Na véspera do amanhã
É sempre assim. Uma azáfama de pensamentos invade a pacatez de um dia.
Sento-me perto da vidraça de um quarto que já foi meu. Resolvi trocá-lo para ficar perto do lado sul, perto da civilização.
Quando quero a paz, volto-me para este quarto, para as árvores, poucas, que entardecem com o esvoaçar de alguns animais alados. Claro que lhes chamamos de pássaros, os pardalitos que até estão a namorar.
Lá estava também o "Sr. Melro" pousado numa antena prisioneira de uma chaminé já sem brancura. Ela ainda continua firme num telhado sempre tão regional.
Ao longe, uma nuvem laranja parece fugir apressada para deitar-se no horizonte. As suas companheiras seguem-na de perto e vão-se vestindo de um tom nocturno.
Deixei-me ficar à espera da noite nascer... Olhem! Ainda há tempo de duas pombas deixarem um rasto de despedida alegre.

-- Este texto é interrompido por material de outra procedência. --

PR #921, opened 2019-09-03
[test] Add OpenStack SWIFT S3 tests

GiuseppeLoRe:
First version for openstack swift s3 tests

### DIFF
--- a/cscs-checks/system/openstack/s3_check.py
+++ b/cscs-checks/system/openstack/s3_check.py
@@ -2,6 +2,7 @@ import reframe as rfm
 import reframe.utility.sanity as sn
 import getpass
 
+
 class S3apiCheck(rfm.RunOnlyRegressionTest):
     def __init__(self):
         super().__init__()
--- a/cscs-checks/system/openstack/s3_check.py
+++ b/cscs-checks/system/openstack/s3_check.py
@@ -78,14 +78,14 @@ class S3apiUploadLargeObject(S3apiCheck):
                                                self.stdout)
         self.perf_patterns = {
             'upload_rate': sn.extractsingle(
-                r'Average upload rate \(bytes/s\):\s(?P<rate>\S+)',
+                r'Average upload rate \(MiB/s\):\s(?P<rate>\S+)',
                 self.stdout, 'rate', float)
         }
 
         self.reference = {
             '*': {
-                # above 10MB/s is ok
-                'upload_rate': (10485760, -0.5, None, 'MB/s'),
+                # above 10MiB/s is ok
+                'upload_rate': (10, -0.5, None, 'MiB/s'),
             }
         }
 
@@ -102,14 +102,14 @@ class S3apiDownloadLargeObject(S3apiCheck):
                                                self.stdout)
         self.perf_patterns = {
             'download_rate': sn.extractsingle(
-                r'Average download rate \(bytes/s\):\s(?P<rate>\S+)',
+                r'Average download rate \(MiB/s\):\s(?P<rate>\S+)',
                 self.stdout, 'rate', float)
         }
 
         self.reference = {
             '*': {
-                # above 10MB/s is ok
-                'download_rate': (10485760, -0.5, None, 'MB/s'),
+                # above 10MiB/s is ok
+                'download_rate': (10, -0.5, None, 'MiB/s'),
             }
         }
 
--- a/cscs-checks/system/openstack/s3_check.py
+++ b/cscs-checks/system/openstack/s3_check.py
@@ -7,15 +7,15 @@ class S3apiCheck(rfm.RunOnlyRegressionTest):
         super().__init__()
         endpoint = 'object.cscs.ch'
         self.descr = 'S3API check for (%s)' % endpoint
-        self.tags = {'ops', endpoint}
-        self.valid_systems = ['dom:gpu', 'daint:gpu', 'daint:mc']
+        self.tags = {'ops', 'object_store'}
+        self.valid_systems = ['dom:gpu', 'daint:gpu']
         self.valid_prog_environs = ['PrgEnv-gnu']
-        # self.sourcesdir = None
         self.time_limit = (0, 5, 0)
         self.maintainers = ['VH', 'GLR']
         self.executable = 's3_test.sh'
         if self.current_system.name in ['dom']:
-            self.tags = {'production'}
+            self.tags |= {'production'}
+
 
 @rfm.simple_test
 class S3apiCreateBucket(S3apiCheck):
@@ -35,7 +35,7 @@ class S3apiCreateBucket(S3apiCheck):
         self.reference = {
             '*': {
                 # below 1.1 secs is ok
-                'bucket_ctime': (1, None, 0.01),
+                'bucket_ctime': (1, None, 0.01, 's'),
             }
         }
 
@@ -58,7 +58,7 @@ class S3apiCreateSmallObject(S3apiCheck):
         self.reference = {
             '*': {
                 # below 1.1 secs is ok
-                'object_ctime': (1, None, 0.01),
+                'object_ctime': (1, None, 0.01, 's'),
             }
         }
 
@@ -81,7 +81,7 @@ class S3apiUploadLargeObject(S3apiCheck):
         self.reference = {
             '*': {
                 # above 10MB/s is ok
-                'upload_rate': (10485760, -0.5, None),
+                'upload_rate': (10485760, -0.5, None, 'MB/s'),
             }
         }
 
@@ -104,7 +104,7 @@ class S3apiDownloadLargeObject(S3apiCheck):
         self.reference = {
             '*': {
                 # above 10MB/s is ok
-                'download_rate': (10485760, -0.5, None),
+                'download_rate': (10485760, -0.5, None, 'MB/s'),
             }
         }
 
@@ -127,6 +127,6 @@ class S3apiDeleteBucketObject(S3apiCheck):
         self.reference = {
             '*': {
                 # below 1.1 secs is ok
-                'object_dtime': (1, None, 0.01),
+                'object_dtime': (1, None, 0.01, 's'),
             }
         }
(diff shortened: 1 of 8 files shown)


teojgo:
Ok to test

vkarak:
@jenkins-cscs retry all

GiuseppeLoRe:
For the test to be successful, we need to place the S3 credentials in the jenscscs home dir. That can be done after you decide which Pollux project to use for the tests.

GiuseppeLoRe:
I have placed the S3 credentials. Now the test should run successfully.

teojgo:
@jenkins-cscs retry all

cscs-checks/system/openstack/s3_check.py
```diff
@@ -0,0 +1,132 @@
+import reframe as rfm
+import reframe.utility.sanity as sn
+
+
+class S3apiCheck(rfm.RunOnlyRegressionTest):
+    def __init__(self):
+        super().__init__()
```
vkarak: You don't need to call `super()` anymore here.

cscs-checks/system/openstack/s3_check.py
```diff
@@ -0,0 +1,132 @@
...
+        endpoint = 'object.cscs.ch'
+        self.descr = 'S3API check for (%s)' % endpoint
+        self.tags = {'ops', endpoint}
```
vkarak: We should also add another tag here, e.g., `object_storage`? Regarding putting `endpoint` as a tag, I would  only do it if I wanted to select a test by  `endpoint`.

cscs-checks/system/openstack/s3_check.py
```diff
@@ -0,0 +1,132 @@
...
+        self.valid_systems = ['dom:gpu', 'daint:gpu', 'daint:mc']
+        self.valid_prog_environs = ['PrgEnv-gnu']
+        # self.sourcesdir = None
```
vkarak: You may remove this.

cscs-checks/system/openstack/s3_check.py
```diff
@@ -0,0 +1,132 @@
...
+        self.time_limit = (0, 5, 0)
+        self.maintainers = ['VH', 'GLR']
+        self.executable = 's3_test.sh'
+        if self.current_system.name in ['dom']:
+            self.tags = {'production'}
```
vkarak: Do you mean

```suggestion
            self.tags |= {'production'}
```
?

cscs-checks/system/openstack/s3_check.py
```diff
@@ -0,0 +1,132 @@
...
+        self.perf_patterns = {
+            'bucket_ctime': sn.extractsingle(
+                r'Average bucket creation time \(s\):\s(?P<secs>\S+)',
+                self.stdout, 'secs', float)
+        }
+
+        self.reference = {
+            '*': {
+                # below 1.1 secs is ok
+                'bucket_ctime': (1, None, 0.01),
```
vkarak: Put units to all your reference numbers.

```suggestion
                'bucket_ctime': (1, None, 0.01, 's'),
```

cscs-checks/system/openstack/s3_check.py
```diff
@@ -0,0 +1,132 @@
...
+        self.perf_patterns = {
+            'object_ctime': sn.extractsingle(
+                r'Average object creation time \(s\):\s(?P<secs>\S+)',
+                self.stdout, 'secs', float)
+        }
+
+        self.reference = {
+            '*': {
+                # below 1.1 secs is ok
+                'object_ctime': (1, None, 0.01),
```
vkarak:
```suggestion
                'object_ctime': (1, None, 0.01, 's'),
```

cscs-checks/system/openstack/s3_check.py
```diff
@@ -0,0 +1,132 @@
...
+        super().__init__()
+        self.executable_opts = ['s3_upload_large_object.py',
+                                self.current_system.name]
+
+        self.sanity_patterns = sn.assert_found(r'Average upload rate',
+                                               self.stdout)
+        self.perf_patterns = {
+            'upload_rate': sn.extractsingle(
+                r'Average upload rate \(bytes/s\):\s(?P<rate>\S+)',
+                self.stdout, 'rate', float)
```
vkarak: You can convert the extracted value to MiB/s here, so that the reported value is also in MiB/s.

cscs-checks/system/openstack/s3_check.py
```diff
@@ -0,0 +1,132 @@
...
+        }
+
+        self.reference = {
+            '*': {
+                # above 10MB/s is ok
+                'upload_rate': (10485760, -0.5, None),
```
vkarak: Units.

cscs-checks/system/openstack/s3_check.py
```diff
@@ -0,0 +1,132 @@
...
+        self.perf_patterns = {
+            'download_rate': sn.extractsingle(
+                r'Average download rate \(bytes/s\):\s(?P<rate>\S+)',
+                self.stdout, 'rate', float)
+        }
+
+        self.reference = {
+            '*': {
+                # above 10MB/s is ok
+                'download_rate': (10485760, -0.5, None),
```
vkarak: Units.

cscs-checks/system/openstack/s3_check.py
```diff
@@ -0,0 +1,132 @@
...
+        self.perf_patterns = {
+            'object_dtime': sn.extractsingle(
+                r'Average deletion time \(s\):\s(?P<secs>\S+)',
+                self.stdout, 'secs', float)
+        }
+
+        self.reference = {
+            '*': {
+                # below 1.1 secs is ok
+                'object_dtime': (1, None, 0.01),
```
vkarak: Units.

cscs-checks/system/openstack/src/s3_create_bucket.py
```diff
@@ -0,0 +1,26 @@
+#!/usr/bin/python
```
vkarak: The correct way to do that  is the following:

```suggestion
#!/usr/bin/env python3
```

Check [here](https://stackoverflow.com/questions/6908143/should-i-put-shebang-in-python-scripts-and-what-form-should-it-take) for more details.

cscs-checks/system/openstack/src/s3_test.sh
```diff
@@ -0,0 +1,9 @@
+#!/bin/sh
+
+virtualenv s3virtenv
```
vkarak: This is deprecated from Python 3.6. Check [here](https://docs.python.org/3/library/venv.html). You should create virtual environments as follows:

```suggestion
python3 -m venv s3virtenv
```

cscs-checks/system/openstack/s3_check.py
GiuseppeLoRe: should I remove the supper() call even if the current reframe default version in daint/dom doesn't support this?

cscs-checks/system/openstack/s3_check.py
GiuseppeLoRe: Set 'object_store' as tag value. For the moment we have only one production object store endpoint.

cscs-checks/system/openstack/s3_check.py
GiuseppeLoRe: done

cscs-checks/system/openstack/s3_check.py
GiuseppeLoRe: yes

cscs-checks/system/openstack/s3_check.py
vkarak: No, keep it for the moment.

GiuseppeLoRe:
My last commit should address all the requested changes.
I don't get why this:

18:54 $ pycodestyle src/s3_test.sh
src/s3_test.sh:3:10: E225 missing whitespace around operator

The line is this:

python3 -m venv s3virtenv

???

teojgo:
@GiuseppeLoRe I don't see any formatting problem with this. pep8speaks says that it's fine. We only take into account Python code when doing the formatting check.

cscs-checks/system/openstack/src/s3_download_large_object.py
```diff
@@ -0,0 +1,32 @@
...
+bkt_name = '%s_reframe_s3_bucket_0' % system
+bkt = conn.get_bucket(bkt_name)
+
+test_file = 'testfile.txt'
+
+start = time.time()
+
+for count in range(nobjects):
+    obj_name = 'obj_large_%d' % count
+    print('Downloaing object %s to file %s' % (obj_name, test_file))
```
teojgo:
```suggestion
    print('Downloading object %s to file %s' % (obj_name, test_file))
```

teojgo:
@jenkins-cscs retry all

cscs-checks/system/openstack/s3_check.py
```diff
@@ -0,0 +1,138 @@
...
+        self.perf_patterns = {
+            'upload_rate': sn.extractsingle(
+                r'Average upload rate \(bytes/s\):\s(?P<rate>\S+)',
+                self.stdout, 'rate', float)
+        }
+
+        self.reference = {
+            '*': {
+                # above 10MB/s is ok
+                'upload_rate': (10485760, -0.5, None, 'MB/s'),
```
vkarak: The unit here is not `MB/s`. You should convert the value returned from `sn.extractsingle` above and adapt the reference accordingly.

```python
sn.extractsingle(...) / (1024*1024)
```

GiuseppeLoRe:
I think to understand why the test are failing. There are designed to run in sequence, first bucket creation, then object upload the download and finally deletion.
Please could you advise on how to instruct reframe to serialise those tests?

teojgo:
@GiuseppeLoRe we are working on a feature that allows you to define test dependencies. This will cover your case. The only way now is to have the commands in a single test.

cscs-checks/system/openstack/s3_check.py
GiuseppeLoRe: Should be fixed now

vkarak:
@jenkins-cscs retry dom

Uma aragem entra pela janela semi-aberta como que a avisar-me que é tempo de recolher aos meus aposentos... é apenas, mais um dia, de uma vida, que se aproxima do terminus. O amanhã fica a uma distância de pouco mais de três horas...
Quando eu virar a página do "Hoje" entro numa página especial. Comemora-se uma data perfeita: fui mãe de uma menina há mais de uma dezena de anos. Ela era muito miudinha mas trazia consigo a vontade de ser feliz, trazia o meu sangue e um olhar tão lindo!...
É impossível não registar esta véspera. Ela nasceu na véspera do dia de Nossa Senhora de Fátima, precisamente quando o Papa João Paulo II visitou esta ilha.
Talvez a minha emoção ao vê-lo através da "caixinha mágica" tenha acelerado o processo... Foi um marco importante na minha vida e oxalá seja na dela também - minha flor de Maio!
Quando se rasgam as entranhas e são expulsas as águas da felicidade nasce um ser... um ser que é fruto do amor.
Amar é isto: olhar pela primeira vez os filhos que nos colocam junto ao nosso rosto e os beijamos. É o primeiro gesto de carinho, o primeiro beijo da flor de Maio: a minha filha!